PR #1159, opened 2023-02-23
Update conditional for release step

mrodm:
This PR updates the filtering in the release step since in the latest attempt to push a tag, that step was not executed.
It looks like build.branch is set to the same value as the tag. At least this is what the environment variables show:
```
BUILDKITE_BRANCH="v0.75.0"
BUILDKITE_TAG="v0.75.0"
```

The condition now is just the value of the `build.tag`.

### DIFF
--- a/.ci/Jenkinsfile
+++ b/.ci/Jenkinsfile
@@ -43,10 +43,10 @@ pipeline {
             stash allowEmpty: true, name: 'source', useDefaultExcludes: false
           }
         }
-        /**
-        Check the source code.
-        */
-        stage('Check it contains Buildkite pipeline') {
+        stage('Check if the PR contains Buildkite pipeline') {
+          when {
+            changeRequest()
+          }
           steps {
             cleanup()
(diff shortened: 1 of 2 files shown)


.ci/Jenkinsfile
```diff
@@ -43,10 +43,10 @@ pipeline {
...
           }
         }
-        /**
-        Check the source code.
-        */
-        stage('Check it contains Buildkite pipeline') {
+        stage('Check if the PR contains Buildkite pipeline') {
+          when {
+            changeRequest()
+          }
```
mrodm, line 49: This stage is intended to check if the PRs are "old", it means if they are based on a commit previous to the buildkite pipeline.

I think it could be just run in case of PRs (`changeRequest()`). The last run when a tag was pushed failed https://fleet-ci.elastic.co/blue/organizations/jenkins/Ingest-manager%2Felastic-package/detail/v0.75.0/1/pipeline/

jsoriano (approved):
────────
**WORK TO BE COMPLETED:** When the word "Jenkinsfile" occurs in a line above, list that line.

**REPLY TO THE TASK:**
--- a/.ci/Jenkinsfile
+++ b/.ci/Jenkinsfile
.ci/Jenkinsfile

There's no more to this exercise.